National Tobacco and Matches Authority
- Industry: Manufacturing industry
- Founded: 1891; 134 years ago
- Headquarters: Tunis and Kairouan, Tunisia
- Products: Cigarettes, tobacco, playing cards and hunting powder
- Website: www.rnta.tn

= National Tobacco and Matches Authority (Tunisia) =

The National Tobacco and Matches Authority (الوكالة الوطنية للتبغ والوقيد) is a Tunisian public company with a monopoly on the manufacture and marketing of tobacco and matches in Tunisia, as well as playing cards and hunting gunpowder.

Created in 1891 under the French protectorate, it became a national company in 1964. It then merged with the Kairouan tobacco factory created in 1981. It is one of the largest Tunisian companies and employs several thousand employees, particularly in the two factories in Tunis and the one in Kairouan, as well as in the head offices of both entities.
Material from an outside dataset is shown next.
PR #95, opened 2018-02-13
Asynchronous cache warm up

abhishekdas99:


vrajat:
My main feedback is on the thread infrastructure. If I understand correctly, requests are put into `processQueue`. A scheduled thread wakes and moves items from `processedQueue` to `rangeMap`. Another scheduled thread will wake up and process `rangeMap`.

It is associated with the Tunisian tobacco sector, purchasing the harvest of several thousand tobacco growers in the northern regions of the country (notably in the governorates of Jendouba, Béja, Bizerte and Nabeul). It produces three types of tobacco: brown tobacco, light tobacco and snuff. It also manufactures hundreds of millions of packets of cigarettes and supplies more than 10,000 retailers across the country.